Y si la tarea es hermosa, como digo, también es larguísima y sólo apta para esforzados trabajadores. Ya que nos encontramos de visita en Tartanedo, vamos a hacer ese ejercicio sobre un solo libro, del siglo XVII, de su archivo parroquial: el de «Fundaciones y aniversarios», por ejemplo. Es­pigaremos en él los nombres más llamativos que de toponimia local apa­rezcan, demarcando propiedades y terrenos. Recogemos ciento veinte to­pónimos. Esto puede dar una idea de la variedad y riqueza que  este tema brinda. Vámonos, pues, al campo de Tartanedo, a ese entorno áspero, di­latado de horizontes, cerealista y frío, que es el término del pueblo que vio nacer a la beata sor María de Jesús López de Rivas. Vamos a recorrer sus herreñales, sus pagos, sus bancales, sus veredas, sus hazas, sus piezas y prados, sus eras, sus sendas y pozos, sus yermos y cerradas, buscando los nombres más peculiares que, ya en el siglo XVII, lo mismo que hoy en día daban sus naturales a tanta riqueza paisajística como existe en Tartanedo.

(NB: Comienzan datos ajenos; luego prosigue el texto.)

PR #151, opened 2025-02-18
Use trace-event-logger lib

PatrickTasse:
### What it does

Replace all use of TraceCompassLogUtils with LogUtils from the trace-event-logger library.

Update all targets to include the trace-event-logger jar from Maven.

Add trace-event-logger plug-in to RCP feature and releng-site.

Add trace-event-logger plug-in to trace-server product.

### How to test

Enable logging.

### Follow-ups

N/A

### Review checklist


bhufmann (changes requested):
the trace-event-logger needs to be added to the traceserver.product

bhufmann (approved):
Thanks for the update. Looks good to me.

PR #163, opened 2025-03-11
inandout: do not share configuration table

frallax:
### What it does

Make fTmfConfigurationTable simply private.
This avoids that multiple instances of the same factory class can share the table.

Unit test updated accordingly.

### How to test

Make fTmfConfigurationTable simply private, and then run the test as is on master. It will fail since a different instance of InAndOutDataProviderFactory is returned.

### Follow-ups

None

### Review checklist


bhufmann (approved):
Thanks for the fix. Thanks!

MatthewKhouzam (approved):

PR #166, opened 2025-03-12
inandout: Use config separator in analysis id and output id

PatrickTasse:
### What it does

When a configuration is applied, use the CONFIG_SEPARATOR '+' before the configId in the analysisId and outputId.

### How to test

Create derived output from the factory and examine the analysisId and outputId.

### Follow-ups

N/A

### Review checklist


bhufmann (approved):
Makes sense to have a specific separator for configurations. Not convinced that we need to have an API in TC mainline for it, but I'm ok to do so.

Es sorprendente encontrarnos a veces con frases como ésta: «La plani­lla que va del cerrillo de cavo las cerradas y llega a la sorruga de los bi­llares», en la que aparecen cinco denominaciones o topónimos, que centran con precisión inequívoca un terreno. Los caminos todos tienen su apela­tivo. Hay que saber por dónde se llega a los diferentes lugares: el camino real, la calçada, la cañada de San Gil, el camino de Molina, la sendilla, ca­ñada Labros, camino de Concha, el camino de monte abajo, carrahinojosa, el camino del guixar, el camino de Tortuera, carravilla, el camino del mo­lino, el caminillo verde, cañada la biñuela y la bajadilla.

Los altos -porque en Tartanedo no existen cimas ni montes de importancia- tienen también su apelativo concreto, casi siempre en un cari­ñoso diminutivo, que viene a dar ese sentido de poca altura: el cerro de San Cristóbal, la loma gorda, el cerro de San Sebastián, el caveçudo, el cerro marimingo, la peña carralabros, los cerros, el alto de la celada, la lo­milla del exido, la lomillexa de el quiñón, la loma pedraço, la loma del casarejo, la lomilla piçapato, el colladillo, el cerrillo de mingorrubio, la peña el Mochuelo, los altos de San Gil, las cuerdas del monte, la lomilla de la Cruz, la montesina, la lomilla de begaciria, la lomilla chica.

Los hondos, los pequeños valles que quedan entre esas alturas, también tienen sus apelativos: las oyuelas de Santa María, valnegro, la rinconada de la vega, los navazos, el vallejo, val de García, la oyamarga, vallejo ga­lindo, el poço San Gil, val del poço, el oyo, lo hondo de la vega, el oyo del arenal, oyuela redonda.

Son, en fin, decenas y decenas de encantadores nombrecillos que, como digo, vienen a denominar cualquier accidente del terreno, cualquier modi­ficación hecha por el hombre, cualquier cambio que la geografía puede ofre­cer en tan corto espacio de terreno como es un término municipal. El idio­ma popular matiza sorprendentemente, dando diminutivos, inclu­so de distinto tipo, para las variantes de una u otra forma de cualquier accidente. Por no cansar con una lista interminable, aunque sabiendo que para más de uno de mis lectores será, de todos modos, breve, doy aquí finalmente los toponímicos de otros lugares varios de Tartanedo: las cela­dillas, la carrasquilla, las saleguillas, la platilla o planilla, las lagunillas de los terrenos, las heras de la guanossa, el campo gaçal, la acequia del qua­drejón, los villares de la vega, la cerraçuela, el humilladero, el casar de Naharro, el ocinillo, la cantonuela, el pradillo, la fuente aparicio, la lagu­nilla de Santa María, el prado manda mingo, la colmenilla, el cañuelo, la canteruela, la acequia de vega pardos, el quiñón, la pieza de las ánimas, majano prieto, el canto blanco… No he buscado en este repaso toponímico el solo hecho de saborear, paladear incluso, los íntimos y bellos nombres de Tartanedo, sino que he querido ser, además, una llamada para cuantos quieren dar a conocer sus pueblos, estudiando sus costumbres, su historia, su pálpito humano. He aquí una tarea que a todos y cada uno de nuestros pueblos se les brinda. Sólo es necesario pasar algunas horas leyendo los viejos libros de sus archivos (donde aún los tengan) y confrontando, en amigable charla con los paisanos, antiguas y modernas denominaciones. Los cien nombres de Tartanedo quieren ser ese prólogo necesario.